Another instance of Hoffman’s use of simile, this expression by Aziza describes how the Essenes are frozen in the face of Shirah’s rage. Shirah is furious that the Essenes have claimed Nahara and is ready to perform the darkest of spells to bring her back. Their passivity here also reflects the Essenes’ more general belief in non-resistance and pacifism.
“‘You don’t fight for peace sister,’ Nahara told me, ‘You embrace it.’”
The conversation between Aziza and Nahara illustrates The Interplay Between Faith, Destiny, and Free Will. Nahara’s words reflect her passive acceptance of fate. Aziza, by contrast, is more committed to trying to shape her own destiny.
“Did you not think this was what the world was like?”
Yoav’s words to Aziza after she discovers the truth about war encapsulate Aziza’s disillusioning experience of war. He conveys to Aziza that the battle she glorified in her mind has a dark side. Aziza realizes that war is not quite the heroic enterprise she had assumed it would be, marking an important turning point for her character.
“My name is Rebekah, I told him as we stood there together.
As he was Yoav, the Man from the Valley, the love of my life.”
“There were ten varieties of wise men known but only two kinds of women who might hear the voice of the Almighty: prophetesses and witches.”
Shirah observes the world’s hypocrisy around men and women of knowledge. While men who seek wisdom and spirituality have many respectable names, women who are curious about these matters are to be either revered or feared as oracles or witches. Thus, society itself forces women’s knowledge into a corner and casts it as magic and prophecy.
“When children are ailing and babies refused to be born […] when the amulets […] of the minim offer no solace […] they come to us.”
Shirah claims that women need magic because mainstream traditions dismiss their concerns as trivial and womanly. However, matters such as sick children are anything but trivial. This is why, Shirah notes, keshaphim are always sought after.

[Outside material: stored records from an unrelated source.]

PR #747, opened 2026-08-27
perf(postgres): take crud and search to first in the published benchmark field, and cut import CPU 53%

mauripunzueta:
Nine rounds of Postgres write-path and search work, measured against the
HealthSamurai FHIR server performance benchmark. **crud and search now lead the
published field; import is second, behind Microsoft alone.**

## Where this lands

Throughput, RPS. HFS crud/search from run `33400765064` (the quietest host of
the campaign); import from run `33446308268`, which carried the round-9 import
work but landed on a badly contended host — so 8.4 is a floor, not a fair read.

| suite | **HFS** | aidbox | microsoft | medplum | hapi | rank |
|---|--:|--:|--:|--:|--:|:--|
| crud | **6,391** | 5,550 | 3,726 | 1,698 | 2,978 | **1st** |
| search | **5,896** | 3,562 | 3,632 | 2,369 | 1,040 | **1st** |
| import | **8.4** | 5.31 | **15.42** | 4.08 | 2.91 | 2nd |

Search p99 by published category (ms, lower is better) — at or better than the
best server in the field in 11 of 12 categories:

| category | **HFS** | aidbox | microsoft | medplum | hapi |
|---|--:|--:|--:|--:|--:|
| composite Observation | **15** | 44 | 15 | 65 | 198 |
| quantity Observation | **15** | 54 | 15 | 71 | 149 |
| token Encounter | **13** | 33 | 15 | 65 | 170 |
| token Observation | **13** | 25 | 15 | 79 | 176 |
| date Encounter | **13** | 26 | 15 | 68 | 169 |
| date Observation | **14** | 26 | 14 | 70 | 165 |
| date Patient | **14** | 28 | 14 | 76 | 228 |
| reference Encounter | **14** | 25 | 15 | 64 | 173 |
| reference Observation | **13** | 25 | 14 | 64 | 152 |
| string Organization | **13** | 24 | 14 | 67 | 119 |
| string Patient | **15** | 23 | 15 | 68 | 89 |
| reference MedicationRequest | 17 | 24 | **15** | 66 | 148 |

## ⚠ How to read a number from this branch

**The environment moves these results by more than any commit here does.** Our
Postgres runs on a *shared* 4-CPU/11 GB Docker host; the published field ran on
a dedicated 8 vCPU/30 GB database host. Six runs of one unchanged branch:

| run | host containers | pg ms/call | crud | search |
|---|--:|--:|--:|--:|
| 33400765064 | 4 | 1.92 | **6,391** | **5,896** |
| 33407314287 | 6 | 1.90 | 6,194 | 5,831 |
| 33416756530 | 4 | 2.89 | 5,993 | 5,482 |
| 33409768172 | 6 | 3.40 | 4,948 | 4,268 |
| 33412052977 | 13-28 | 5.45 | 5,096 | 4,817 |
| 33419509028 | 7 | 6.70 | 4,418 | 3,475 |

Same code, 1.90 → 6.70 ms/call of environment, crud 4,418 → 6,391. The workflow
now prints `pg ms/call` plus the Docker host's loadavg and container count in
the step summary and flags anything over 3 ms/call as not comparable
(`ec5a4ee0a`). **Read that line before reading a delta**; a same-agent pair is
not sufficient, because Docker host load is independent of which runner got the
job.

## What actually moved it

**Search.** Seek-only token indexes replacing a 2,283 MB scan-bound one (v30,
v31); prefix-range string search instead of a table scan (v30); reference-base
normalisation, deleting the `LIKE` that existed because it was missing (v32); a
trigram index for `:contains` (v33). A one-sided `value-quantity` `gt`/`ge` with
no true matches was planned off the table-wide histogram and walked all 512,311
entries of the parameter slice; an uncorrelated `EXISTS` over the same predicate
becomes an InitPlan and gates the scan off behind a One-Time Filter — that
shape's p99 improved 14.53x raw / 11.20x normalized. It is tautological given
the outer predicate, so no row can be added or removed.

**Write path.** Fewer index rows (composite rows no query can reach, contained
`_id` rows nothing can read, full-text content nobody searches, `_id`/
`_lastUpdated` rows that merely restate the resource); statements prepared once
rather than 11M times; the delete path's version read folded into its CTE; PUT
no longer reads the row twice and `If-Match` is atomic; a tombstone stores no
resource body and a vread of one is 410; autovacuum tuned to keep up with
`search_index` (v35).

**Import.** Profiling showed HFS, not Postgres, was the wall by 4.4x — 1,815 µs
of CPU per resource against Postgres's 409. Two fixes in the extractor:
`get_polymorphic_fields` scanned all 8,514 `FIELD_TYPES` entries on every member
access that misses (now `partition_point` + break), and `Type.member`
deep-copied the whole resource ~40x per resource (now borrowed through a `Cow`).
**Extraction 652.5 → 200.3 µs/resource (3.26x)**, with `extracted_values`
identical at 142,891 before and after. HFS CPU per resource 1,815 → 851 (-53%).

**Harness correctness.** `fhir-benchmark.yml` passed `-c max_wal_size=1GB` and
left `checkpoint_timeout` at Postgres's 5-minute default, so every run since the
workflow was written checkpointed several times more often than aidbox's did.
Now four inputs defaulting to upstream's exact 8GB/2GB/256MB/15min. Clean
same-agent A/B: crud +7.5%, import +9%, search +1.7% (noise).

**Also fixed, not a perf change:** `phonetic` was answering with the `name`
match it is not.

## Not yet established

- **`525f89ab4` (UUIDv7 for server-assigned ids) is unverified end to end.** An
  isolated `COPY` test says -36%, but local could not reproduce it (16 cores, so
  HFS is still the wall there) and CI has only ever seen it on contended hosts.
  **If a clean run shows import down, revert that commit alone.**
- **4GB vs 8GB `max_wal_size` was never A/B'd** — both 8GB runs were contended.
  With `shared_buffers = 2GB` (upstream had 10GB) there is a plausible mechanism
  by which 8GB is worse here and not upstream.

## Ceiling

crud and search are at the roof of this campaign; what remains there is the
host, not the code. Import is not: after the extractor fix Postgres becomes the
limiter at 629.8 s of exec on 4 cores against a 276 s wall, so **removing HFS
from the path entirely caps us at ~12.9** against Microsoft's 15.42. Closing the
rest needs Postgres-side row reduction, and the only lever that size is the
`combo-*` duplication — **which must not be taken**: those rows are exactly what
make composite Observation 15 ms against aidbox's 44. The one lever that helps
import *and* crud while touching no search plan is a narrow-key surrogate for
`idx_search_resource` (measured -64% write cost on that index); the full bigint
surrogate is blocked by a paging tie-break that loses rows, analysed and
deliberately not shipped.

## State of this branch

- **`main` is merged in and the branch is conflict-free.**
- Schema migrations **v18 → v36**. Both sides had independently invented v17 —
  main's adds the Bulk Submit store (#772), ours denormalizes the pagination
  sort key onto `search_index`. Main's is already shipped, so its number cannot
  move and ours shifted up one. Appending main's at the end instead was rejected:
  a database already at 17 would skip our `ALTER TABLE search_index ADD COLUMN
  last_updated` and every later index migration reading that column would fail.
- Verified against **PostgreSQL 18.6**: a fresh database migrates v1 → v36 with
  no errors and ends with `bulk_provider_submissions`, `search_index_layout` and
  `search_index.last_updated` all present — neither side's v17 work was lost.
  Re-running against the migrated database is a clean no-op.
- `cargo clippy --all-targets --all-features -- -D warnings`, `cargo fmt` and
  the canonical-precedence check are clean on the merged tree.

⚠ **Every measurement in this PR was taken on `801e3370e`, before the merge.**
Main moved 305 commits, including in the REST search path merged here, so the
numbers above describe the pre-merge tree and want re-confirming on the merged
one.


mauripunzueta:
Dispatched run [33128380492](https://github.com/HeliosSoftware/hfs/actions/runs/33128380492) against `281f5757c` — the consolidated branch, which is the first run to carry every round plus the contention probe.

It answers the two things the PR body flags as open:

- **Round 3's search question.** The previous round-3 run lost 29% search throughput while Postgres did less work and each query got faster. That run's plan capture was also invalidated by a bad merge (fixed in `27bcfdfc3`), so this is the first clean look.
- **Whether the numbers can be trusted at all.** `host-contention.txt` now records the Docker host's load average and container count at each suite boundary, so this run states its own conditions instead of needing an external poller.

New plan-capture sections in this run: `AM..` (the composite fast path — the SQL the server actually executes, which earlier sections did not model) and `BM..` (base `value-quantity`, the shape nothing modelled and the one that alternates between a 29 ms and a 400 ms plan).

smunini (approved):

“I must keep my head and not give in to desire, for desire is what causes women to drown.”
“Let our story bear witness that we perished out of choice, a choice we made at the beginning, to choose death rather than slavery.”
Ben Ya’ir’s words at the plaza show his courage and leadership, and also invoke The Interplay Between Faith, Destiny, and Free Will. Ben Ya’ir chooses death for his people over their potential enslavement and torture, presenting it as the more honorable course. Shirah, in her final moments, will question this commitment to death in place of a commitment to life.
“As for me, I was not about to lose another lion. I could not yield to our leader’s commands. If this was treachery, I was traitor indeed.
But I had broken laws before, and God, who had witnessed my sins, had forgiven me.”
Just like Ben Ya’ir, Yael too makes an impossible decision regarding The Interplay Between Faith, Destiny, and Free Will. She knows she may be considered a traitor for not following her leader, but she admits that the only authority to whom she submits is God, and her God is a forgiving God. In choosing to exercise her own free will in place of passive acceptance, Yael also demonstrates The Solidarity and Resilience of Women.
“I would give him the story he wanted, but like the scorpion who is hidden in a corner, my story would sting.”
Yael’s ultimate act of resistance against the Roman oppressors is her story. When she bargains for the lives of her group with the promise of describing the Siege of Masada, she does not reveal to Silva that she knows the story and her people’s heroism will capture the world’s imagination. Yael’s resistance is linked with the novel’s theme of The Significance of Storytelling.